Ce denier rappelle également que la réponse du syndicat de l’enseignement secondaire ne concerne qu’une petite partie des élèves (120.000 élèves). « Pour le primaire, nous n’avons pas encore d’échos quant à la conclusion d’un accord avec le syndicat de l’enseignement de base, soit sur l’avenir de quelques 1,2 millions d’enfants ».

« Il faut réformer d’urgence le système éducatif »

Dans un premier temps, Ridha Zahrouni indique qu’il faut une prise de conscience de la gravité de la situation en se penchant sur les indicateurs qui sont le décrochage scolaire qui concerne 100.000 élèves, le taux de réussite aux examens nationaux qui est situé au quart du taux moyen, les pertes économiques, culturelles sociales et surtout matérielles au nivaux des familles, car « nous sommes en train en réalité d’investir dans l’ignorance et pas dans l’éducation », dit-il.

Il appelle également à sortir de cette dualité de la gestion du système éducatif, considérant que le  sujet de l’éducation est d’intérêt national et concerne plusieurs parties et non pas seulement le ministère et les syndicats.

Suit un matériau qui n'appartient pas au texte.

PR #1457, opened 2020-12-09
Application: "successfully" is redundant

cassidyjames:
Related to #1456, see https://github.com/elementary/sideload/pull/101 and https://github.com/elementary/sideload/pull/102


danrabbit (approved):
But what if the task failed successfully?!

PR #262, opened 2015-09-16
Fix for Issue/249

### LINKED ISSUE #249: `give_require_billing_address` filter is always set to `false`

DevinWalker:
@mathetos @pryley check out this PR to fix #249 

I've tested and it's working well with the gateways I've tested (braintree, offline, paypal standard, manual/test)


mathetos:
Just tested with Stripe (test keys, but Give in Live Mode) and it failed. Here's the error:

`Warning: Missing argument 1 for give_purchase_form_required_fields(), called in ...\wp-content\plugins\give\includes\process-purchase.php on line 598 and defined in ...\wp-content\plugins\give\includes\process-purchase.php on line 274`

DevinWalker:
@mathetos can you check now?

mathetos:
Looks good now. Used a test credit card number and when Give was LIVE it declined the card, and when I put it in TEST the donation went through perfectly.

DevinWalker:
@mathetos thanks for checking stripe. The issue we're looking for is whether gateways that do NOT require billing fields (address/zip/country) that they do not incorrectly respond back with validation errors saying these fields are required (when they aren't even output). 

We need to confirm:

- [ ] PayPal Standard works
- [ ] Offline Works
- [x ] Stripe Works
- [ ] Manual / Test works
- [ ] PayPal Pro works
- [x] Braintree works
- [ ] Authorize.net works

mathetos:
Updated list: 
- [x] PayPal Standard works*
- [x] Offline Works*
- [x] Stripe Works
- [x] Manual / Test works
- [ ] PayPal Pro works
- [x] Braintree works
- [ ] Authorize.net works
- [ ] Dwolla works*

DevinWalker:
Confirmed Dwolla & PPP

DevinWalker:
Seems pretty solid. I'd like to hear from @pryley

DevinWalker:
Confirmed Authorize just now too

pryley:
It looks good to me.

You could also make $form_id optional in `give_field_is_required()` as it seems to be only the billing address fields that use it (?). That would mean getting the $payment_mode in `give_require_billing_address()` and then a check for only if form_id !== false...or something like that.

DevinWalker:
Thinking future-wise I think it'll be useful to pass the `$form_id` var for form-specific validation.

Issue #165, opened 2015-07-08
Shortcode Attributes


mathetos:
We should add a couple basic attributes in the shortcode and shortcode builder. Like:

- [x] goals="true/false"
- [x] form-title="true/false"
- [x] form-content="true/false"

DevinWalker:
Moving to 1.2 since we're going to be doing the goal shortcode there as well.

mathetos:
Updated list of attributes here:

- [ ] show_goals="true/false"
- [ ] show_title="true/false"
- [ ] show_content="true/false"
- [ ] display_style="onpage/reveal/modal"

DevinWalker:
Closing due to many PRs regarding this issue - somehow this issue wasn't closed in the merging of those PRs you see above.

PR #268, opened 2015-09-20
Add Shortcode Attributes to [give_form]

pryley:
Implements: #165 

- [x] show_goals="true/false"
- [x] show_title="true/false"
- [x] show_content="true/false"
- [x] display_style="onpage/reveal/modal"

### DIFF
--- a/includes/forms/template.php
+++ b/includes/forms/template.php
@@ -34,7 +34,6 @@ function give_get_donation_form( $args = array() ) {
 		$post_id = $args['id'];
 	}
 
-
 	$defaults = apply_filters( 'give_form_args_defaults', array(
 		'form_id' => $post_id
 	) );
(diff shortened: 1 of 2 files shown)


pryley:
`show_goal` and `show_content` attributes only take effect if the corresponding form options are enabled.

DevinWalker:
@pryley this looks really great. We *really* appreciate your PRs.

DevinWalker:
Hey @pryley I see we're passing the `$args` now through a few functions - Question: would it be better to swap out the `$form_id` for the `$args` param throughout? Then we can add a method for retrieving the ID based on the `$args`? 

Just thinking aloud here... would love to hear your thoughts.

pryley:
It sounds good, only caveat I can think of is that if you remove the $form_id from the do_action() hooks and only provide the form $args, someone hooking into them would likely have to do their own ID extraction logic.

PR #282, opened 2015-09-30
Hotfix/fix floatlabel on events

pryley:


DevinWalker:
Sweet

DevinWalker:
Checking it out

pryley:
The only problem I see now is if a user has a form showing twice on the same page (i.e. using the widget). When this happens, the form and form element ID's are duplicated which messes with the form events.

DevinWalker:
Yeah I am seeing issues too. I have it enabled globally and it doesn't seem to be taking effect like it should. Seeing strange behaviour

pryley:
That should do it.

DevinWalker:
Yup, just confirmed it's working great.

Issue #294, opened 2015-10-01
Form Contents does not show in Single Form


farookibrahim:
![image](https://cloud.githubusercontent.com/assets/10401366/10219247/ed45ed3a-685a-11e5-8c68-8451e1672452.png)

![image](https://cloud.githubusercontent.com/assets/10401366/10219261/059d9054-685b-11e5-8daa-5a1d48d95520.png)

pryley:
I got this.
It was introduced with the shortcode attributes feature because I neglected to test the single-forms (they were disabled in options), only the widgets and pages with a form shortcode.

PR #296, opened 2015-10-01
Fix: #294

pryley:
The shortcode feature did not take into account the single-form post_type view.


DevinWalker:
Hey @pryley thanks

PR #297, opened 2015-10-01
Show the shortcode button/dropdown conditionally

pryley:
Use the `give_shortcode_button_condition` hook to hide the Give shortcut button on Give Form editors, etc.


DevinWalker:
Looks good thanks - I didn't notice it was displaying.

Issue #326, opened 2015-10-14
id="give-amount" output multiple times on the page


mathetos:
## A11Y Report Notes
http://b8d.3e8.myftpupload.com/
**DONATION FORM WIDGET**

* Error /  priority 65%
* Duplicate ID found
* (line: 138, 3)

`<input id="give-amount" class="give-amount-hidden" type="hidden" name="give-amount" value="5.00" required="" style="">`

**Web Content Accessibility Guidelines (WCAG) 2.0, Level A: 4.1.1 Parsing**

An ID attribute value has been used more than once. In cases where the ID is used to reference a UI control this is likely to cause issues for users of assistive technologies

## Possible Solutions
* Dynamically add the Form ID to the end
* Determine whether input actually requires an ID at all, perhaps not

mathetos:
@TheGeniusWM What's your take on this? Do input even need an ID at all? Are there accessibility issues with inputs having ID's? basically, maybe we can just remove the ID safely to avoid this problem and not adversely affect the styles or functionality at all. Let me know your thoughts.

TheGeniusWM:
Let me dig into this one before you work on it. I will comment with a definitive answer shortly.

TheGeniusWM:
Ok so it is recommended that all form inputs have proper labels, and that labels that exist on the same page need to be unique.
For someone using a screenreader, inputs with the same ID can get combined and inputs could potentially be missed,
A hidden label would be a valid fix. As long as the assistive technology can read it in the code we are good.

mathetos:
This should be resolved with PR #358

Issue #330, opened 2015-10-14
id="give-amount" is output twice on the page, once as an input, once as a span


mathetos:
## A11Y Report Notes
http://b8d.3e8.myftpupload.com/donations/basic-donation-form/
**Basic Donation Form**
* Error /  priority 65%
* Duplicate ID found
* (line: 127, 3)

`<input id="give-amount" class="give-amount-hidden" type="hidden" name="give-amount" value="5.00" required="" style="">`

**Web Content Accessibility Guidelines (WCAG) 2.0, Level A: 4.1.1 Parsing**
An ID attribute value has been used more than once. In cases where the ID is used to reference a UI control this is likely to cause issues for users of assistive technologies.

## Possible Solutions
* Change the input ID to `give-amount-input`
* Change the span ID to `give-amount-text`
* Determine whether either is necessary.

TheGeniusWM:
your possible solutions are valid fixes, go with it,

mathetos:
The span ID was necessary for styling of the fixed amount field. So I changed it to `give-amount-text` and added the styling to that new ID as well.

Issue #328, opened 2015-10-14
<input class="give-text-input" name="give-amount"> doesn't have a label


mathetos:
## A11Y Report Notes

http://b8d.3e8.myftpupload.com/donations/basic-form-with-custom-amount-enabled/
**Basic Form with Custom Amount Enabled**
* Error /  priority 89%
* Form element has no label
* (line: 130, 5)

`<input class="give-text-input" id="give-amount" name="give-amount" type="tel" placeholder="" value="20.00" required="" autocomplete="off">`

Provide a label for all controls. This allows all users to understand the type of information expected in the field.

## Possible Solutions
* Can we add a hidden label?
* Are there other methods for labelling the input without having the actual text spit out above the field that also suits the WCAG 2.0 Requirements?

Need Jordan's input on this one.

mathetos:
@TheGeniusWM We REALLY don't want a visible label on this input. Would this input be accessible if we added a hidden label?

TheGeniusWM:
A hidden label for any input is a valid fix, as long as each label is unique. As long as the assisstive technology device can recognize it, the label does not actually need to be visible.
It is recommended that every form input have a unique label.

PR #358, opened 2015-10-22
Added hidden label to input.give-text-input

mathetos:
This resolves accessibility issues for both #328 and #330


mathetos:
I believe it also resolved #326

PR #380, opened 2015-10-30
Refactored includes/forms/template.php to have unique IDs

### LINKED ISSUE #379: Make ALL the ids be unique to avoid multiple identical ids when multiple forms are on the page
Currently because many of the IDs are generic we'll always produce a not-fully-accessible page if there are even just two Give forms on the page at the same time. To avoid that we just need to add the form_id to each and every ID, or remove unnecessary IDs.

mathetos:
Fixes #379 

Also cleaned up markup to be more semantic. Required changes to JS files as well, so careful review would be necessary.


DevinWalker:
It's looking really good! I think the one thing that needs to be standardized is the underscore vs hyphen usage within the selectors. I think we should stick with the hypens as I a rarely see underscores used for classes/ids. Sound good? :)

mathetos:
@DevinWalker The PR is refreshed to make all IDs and Classes consistently use dashes instead of underscores. The "show terms" reveal link was also not working correctly previously, that's corrected in the refreshed PR.

DevinWalker:
@mathetos I also see you update the name attribute with hyphens which can cause issues with the way donations are processed. Let's discuss this PR together tomorrow.

includes/forms/template.php
```diff
@@ -455,20 +455,20 @@ function give_user_info_fields( $form_id ) {
...
 				<?php _e( 'First Name', 'give' ); ?>
 				<?php if ( give_field_is_required( 'give_first', $form_id ) ) { ?>
 					<span class="give-required-indicator">*</span>
 				<?php } ?>
 				<span class="give-tooltip give-icon give-icon-question" data-tooltip="<?php _e( 'We will use this to personalize your account experience.', 'give' ); ?>"></span>
 			</label>
-			<input class="give-input required" type="text" name="give_first" placeholder="<?php _e( 'First name', 'give' ); ?>" id="give-first" value="<?php echo is_user_logged_in() ? $user_data->first_name : ''; ?>"<?php if ( give_field_is_required( 'give_first', $form_id ) ) { echo ' required '; } ?>/>
-		</p>
+			<input class="give-input required" type="text" name="give-first" placeholder="<?php _e( 'First name', 'give' ); ?>" id="give-first-<?php echo $form_id; ?>" value="<?php echo is_user_logged_in() ? $user_data->first_name : ''; ?>"<?php if ( give_field_is_required( 'give-first', $form_id ) ) { echo ' required '; } ?>/>
+		</div>
```
DevinWalker: It's OK for name attributes to use underscores

includes/forms/template.php
```diff
@@ -490,9 +490,9 @@ function give_user_info_fields( $form_id ) {
 				<span class="give-tooltip give-icon give-icon-question" data-tooltip="<?php _e( 'We will send the purchase receipt to this address.', 'give' ); ?>"></span>
 			</label>
 
-			<input class="give-input required" type="email" name="give_email" placeholder="<?php _e( 'Email address', 'give' ); ?>" id="give-email" value="<?php echo is_user_logged_in() ? $user_data->user_email : ''; ?>"<?php if ( give_field_is_required( 'give_email', $form_id ) ) { echo ' required '; } ?>/>
+			<input class="give-input required" type="email" name="give-email" placeholder="<?php _e( 'Email address', 'give' ); ?>" id="give-email-<?php echo $form_id; ?>" value="<?php echo is_user_logged_in() ? $user_data->user_email : ''; ?>"<?php if ( give_field_is_required( 'give_email', $form_id ) ) { echo ' required '; } ?>/>
```
DevinWalker: Same here

includes/forms/template.php
```diff
@@ -853,42 +853,42 @@ function give_get_login_fields( $form_id ) {
...
 
-		<p id="give-user-pass-wrap" class="give_login_password form-row form-row-last">
-			<label class="give-label" for="give-password"><?php _e( 'Password', 'give' ); ?></label>
+		<div id="give-user-pass-wrap" class="give-login-password form-row form-row-last">
+			<label class="give-label" for="give-user-pass-confirm-form-id-<?php echo $form_id; ?>"><?php _e( 'Password', 'give' ); ?></label>
 			<input class="<?php if ( give_no_guest_checkout( $form_id ) ) {
 				echo 'required ';
-			} ?>give-input" type="password" name="give_user_pass" id="give_user_pass" placeholder="<?php _e( 'Your password', 'give' ); ?>" />
+			} ?>give-input" type="password" name="give-user-pass" id="give-user-pass-form-id-<?php echo $form_id; ?>" placeholder="<?php _e( 'Your password', 'give' ); ?>" />
 			<input type="hidden" name="give-purchase-var" value="needs-to-login" />
```
DevinWalker: Name attribute change here as well.

DevinWalker:
Closing this since it's out of date and incompatible now.

PR #406, opened 2015-11-15
#405 : SiteOrigin Widgets Bundle plugin compat

### LINKED ISSUE #405: Shortcode builder dialogs do not work when the "SiteOrigin Widgets Bundle" plugin is active
Will submit a PR.

pryley:
This changes the load sequence of the "mce_external_plugins" filter so it is triggered correctly when the SiteOrigin Widgets Bundle plugin is active.

Fixes #405


DevinWalker:
Thanks @pryley I'll take a look and merge it in

Issue #407, opened 2015-11-17
Warning: "Sorry, it appears the viewing window for this donation receipt has expired or you do not have the permission to view this donation receipt."


kurund:
Here are the steps to replicate the give plugin donation receipt warning
- Go to wordpress user list. 
- Create user with email id.
- Create donation form and make donation with the above email id without login.
- You will get warning message as the email id is already present in the user list.

Warning: "Sorry, it appears the viewing window for this donation receipt has expired or you do not have the permission to view this donation receipt."

DevinWalker:
Thanks for reporting this @kurund we'll take a look asap

andrejcremoznik:
This only happens with offline donations. I don't think there's anything wrong with it as you can't really show a recipt for an offline donation. I think the error message should be changed to a notification saying something along the lines of "Thank you for your donation. After we confirm the transaction we will email you the receipt."

ibndawood:
I know exactly what is causing the issue. The above error will be reproduced in the following case:
* **When a guest makes a donation using the email of a registered user.**

**The Reason**

* The code here : https://github.com/WordImpress/Give/blob/master/includes/shortcodes.php#L269
* Precisely this part which checks if a guest can view the receipt or not:  ``( ( $donor_id == 0 || $donor_id == '-1' ) && ! is_user_logged_in() && give_get_purchase_session() )``
* In our case the guest has a registered email address so `donor_id` will be equal to the `user_id` and hence ``( $donor_id == 0 || $donor_id == '-1' )`` fails right away causing the warning to be triggered.

I believe the condition ```( $donor_id == 0 || $donor_id == '-1' )``` does not serve its purpose of making sure that it is a guest and it should be removed.

cc: @DevinWalker

mathetos:
:+1:  @ibndawood

PR #416, opened 2015-11-22
Removed donor_id check for guest users before displaying donation receipt

ibndawood:
This is with reference to #407


DevinWalker:
That's I'm looking to clean this up a bit more than this fix. I'll show you the PR once that's complete

PR #420, opened 2015-11-24
Fixed textdomain and wrong use of escape functions

valeriosouza:


DevinWalker:
@valeriosouza thanks!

« Il faut arrêter de cantonner la gestion de l’école à la gestion des crises afin de mettre en place une stratégie claire », souligne le président de l’ATUPE.

Dans ce sens Ridha Zahrouni préconise d’institutionnaliser la politique de réforme de l’école et de rendre actif le Conseil supérieur de l’éducation en le dotant d’une composition adéquate aux exigences. Ce conseil sera chargé de la mise en oeuvre des politiques dans le domaine de l’éducation.

« Une stratégie se fait non pas avec l’annonce de moyens, mais avec l’annonce d’objectifs qui permettront de savoir ce que l’on veut faire de l’école et comment nous la voulons. Elle doit se faire également à tous les niveaux, c’est à dire du pré-scolaire jusqu’à l’enseignement supérieur », conclut-il.